1. Field of the Invention
The present invention relates to a structure for fixing a shoe to a bicycle pedal through a cleat attached to the bottom of the shoe.
2. Description of the Prior Art
FIGS. 19 and 20 show a known structure for fixing a shoe to a bicycle pedal through a cleat attached to the bottom of the shoe. Generally, a pedal shaft 43 rotatably supports a pedal body 44 including a front hook 44a formed on a front end thereof and having an engaging portion having approximately the same width as a front engaging portion of a cleat 45. The pedal body 44 also includes a rear hook claw 41 connected to a rear end thereof to be pivotable between an engaging position and a disengaging position. The rear hook claw 41 includes a cleat contacting portion 41a and a cleat engaging portion 41b extending axially of the pedal body 44. A spring 42 is mounted between the rear hook 41 and pedal body 44 to urge the rear hook claw 41 forwardly toward the engaging position. The cleat 45 includes a recessed engaging portion 45a at a rear end thereof for fitting engagement with the rear hook 41. Such a known structure is disclosed in the Japanese patent application laid open under No. 60-197478, for example.
When attaching the shoe to the pedal through the cleat 45, the cyclist moves the shoe obliquely downwardly and forwardly relative to the pedal body 44. After the front end of the cleat 45 is engaged by the front hook 44a of the pedal body 44, the cyclist places the rear end of the cleat 45 in contact with a guide portion of the rear hook 41. In this state, the shoe is pressed down, which causes the rear hook 41 to pivot rearwardly to the disengaging position against the force of spring 42. The rear end of the cleat 45 enters a position opposite a back face of the rear hook 41. Then, the rear hook 41 returns under the force of spring 42 and engages the rear end of the cleat 45. This engagement fixes the shoe to the pedal through the cleat 45.
When releasing the shoe from the fixed state, the cyclist turns the shoe about an axis perpendicular or approximately perpendicular to treads of the pedal, using the front end of the cleat 45 as a pivotal point. As a result of this pivotal movement, the rear hook 41 moves from a recess D defining the engaging portion 45a and mounts an adjacent non-recessed portion E. This causes the rear hook 41 to pivot rearwardly to the disengaging position against the force of spring 42, thereby releasing the shoe.
However, according to the known construction noted above, the shoe is releasable from the pedal only by turning the shoe about an imaginary axis perpendicular or approximately perpendicular to the treads of the pedal, using the front end of the cleat 45 as a pivotal point.
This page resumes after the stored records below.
Issue #231, opened 2023-08-29
Ensure transactions never leave the user without a '.flox' directory


zmitchell:
## Observations
- #230 implements the first iteration of our next (feature flagged) `flox install` command.
- Package installs are intended to be atomic and use transactions to ensure that an installation completely succeeds, or completely fails without making changes to the project.
- The transaction mechanism (for a successful install) looks like this:
    - `<proj>/.flox` is renamed to `<backup_dir>/.flox` as a backup
    - At this point there is no longer a `.flox` in the project directory
    - `<replacement>/.flox` (already verified to build) is renamed to `<proj>/.flox`
    - At this point the project has a `.flox` again

## Problem
- There is a very brief moment in which the project no longer has a `.flox` directory.
- If something happens during that period, the user is left without a `.flox` directory.
- Without a `.flox` directory the user will find that many of the `flox` commands no longer work.

How serious is this problem?
- The likelihood of this problem happening is low (requires something like a power outage on a plugged in machine, a filesystem failure, etc).
- The severity of the problem is also low _if the user is using source control_ since they can simply restore the directory from the index.
    - If the user isn't using source control, they've lost all the effort they spent creating their environment, setting up remotes, pinning package versions, etc.
    - They're likely to be pretty unhappy in that case, even if they could have prevented their own problem with source control.

## Approaches
A more robust transaction mechanism would look like this:
- Copy (instead of `mv`) `<proj>/.flox`  to `<backup>/.flox`
    - Copying isn't atomic like renaming is, so additional steps are required to ensure that the copy was successful. That part is the next step
- Verify that `<backup>/.flox` contains the same contents as `<proj>/.flox`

With the known construction, therefore, the shoe may not be released from the pedal when, for example, the cyclist falls over to the ground and tilts the shoe sideways relative to the pedal treads.
Further, the rigid connection between the shoe and bicycle pedal, according to the prior art as noted above, applies a treading force of the cyclist to the pedal effectively and reliably. On the other hand, in the case of a mountain bike which runs rough terrains, such a connection transmits violent vibrations resulting from the roughness of the terrain to the cyclist's foot. The known connecting structure between the bicycle pedal and cleat includes engaging members attached to the pedal shaft for connection to the shoe, and the shoe rests on the pedal through the engaging members. Moreover, such engaging members are generally formed of a highly rigid material to assure a strong connection to the shoe. Thus, the vibrations due to the roughness of the terrain are transmitted directly to the cyclist's foot without being damped, thereby straining the cyclist's foot.
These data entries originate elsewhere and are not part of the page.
PR #632, opened 2023-12-14
ci: check formatting of shell files

ysndr:
* add `shfmt` too to the dev shell
* add `shfmt` pre-commit hook
* add `shellcheck` pre-commit hook but keep it off until we have time to fix the loads of complaints it has

### DIFF
--- a/flake.nix
+++ b/flake.nix
@@ -143,6 +143,8 @@
           };
           clippy.enable = true;
           commitizen.enable = true;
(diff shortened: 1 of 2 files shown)


stahnma (approved):

ysndr:
I think @aakropotkin  wanted to add some configuration to it
Merged as is it will just block any commit on unformatted bash files

garbas (approved):

Issue #504, opened 2023-12-01
[build-env]: Use `flox::initNix()` and `main()` based on `pkgdb`


aakropotkin:
This PR is explicitly aimed at aligning the initialization portions of `build-env` with the behaviors in `pkgdb`, especially the `nix` Store, Eval, and Fetchers settings.

The simplest way to accomplish this is to either make `build-env` a sub-command in the same executable as the existing `pkgdb`, or to copy `<pkgdb>/src/main.cc` as a new base for `<build-env>/src/main.cc`.
Either approach is fine, but if you make a single executable rename the whole thing `flox-cpp` or something more appropriate.

PR #633, opened 2023-12-14
fix: restore original /nix/store/ paths for buildenv

aakropotkin:
- fix: restore original buildenv store paths

When migrating `env-builder` into `pkgdb` I changed how `etc/profile.d/` and
`setup-prompt-bash.sh` were pulled into the executable by referring to them at
installed file-paths under `libexec/` and `share/`.

This was largely based on a misunderstanding of the existing usage because I
deleted `pkgs/flox-env-builder/default.nix` before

Even in an ordinary run of the bicycle, the torsional force about the imaginary axis noted above may be applied to the shoe connected to the pedal body. When cornering on a mountain bike, for example, the cyclist may pedal the bike with only one foot in an unstable posture. To maintain his balance in such a condition, the cyclist turns the pedal body while applying a torsional force about the above-mentioned imaginary axis to the shoe connected to the pedal body. Further, when the cyclist pedals the bicycle without being seated on the saddle, the unstable posture could result in an inadvertent application of a torsional force about the imaginary axis to the shoe connected to the pedal body. According to the known structure noted above, the shoe could inadvertently disengage from the pedal body under the torsional force applied to the shoe connected to the pedal body. The cyclist faces a serious danger as a result of the shoe disengaging from the pedal body while the cyclist is in such an unstable posture. To prevent the shoe from inadvertently disengaging from the pedal body, it is conceivable to set the torsional force for turning the shoe about the imaginary axis to a high level. However, such a measure would be inappropriate since the shoe would not readily be released from the pedal body in an emergency, such as when the cyclist falls over.
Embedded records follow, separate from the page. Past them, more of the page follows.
Issue #425, opened 2023-11-13
flox help works without option


ghudgins:
# Acceptance Criteria

**When** I type `flox help`
**Then** I see flox has run `flox --help` and see output

PR #643, opened 2023-12-15
feat: add `flox help` command

ysndr:
closes https://github.com/flox/flox/issues/425

### DIFF
--- a/cli/flox/src/commands/mod.rs
+++ b/cli/flox/src/commands/mod.rs
@@ -8,7 +8,7 @@ use std::path::PathBuf;
 use std::{env, fs};
 
 use anyhow::{anyhow, bail, Context, Result};
-use bpaf::{Args, Bpaf, Parser};
+use bpaf::{Args, Bpaf, ParseFailure, Parser};
 use flox_rust_sdk::flox::{Flox, FLOX_VERSION};
 use flox_rust_sdk::models::environment::managed_environment::ManagedEnvironment;
 use flox_rust_sdk::models::environment::path_environment::PathEnvironment;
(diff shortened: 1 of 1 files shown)


ghudgins (changes requested):
image

don't list the help command in help. there's an additional `Additional Commands` section. if you need to have it, put it in the existing `Additional Commands` section

ysndr:
@ghudgins, done hidden now

cli/flox/src/commands/mod.rs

Moreover, according to the known structure noted above, the shoe must be turned a great extent about the imaginary axis to become disengaged from the pedal body. In an emergency such as when the cyclist turns over, the shoe turned a small amount only results in re-engagement between the cleat and engaging members. The cyclist could be seriously injured with the shoe remaining caught with the pedal body.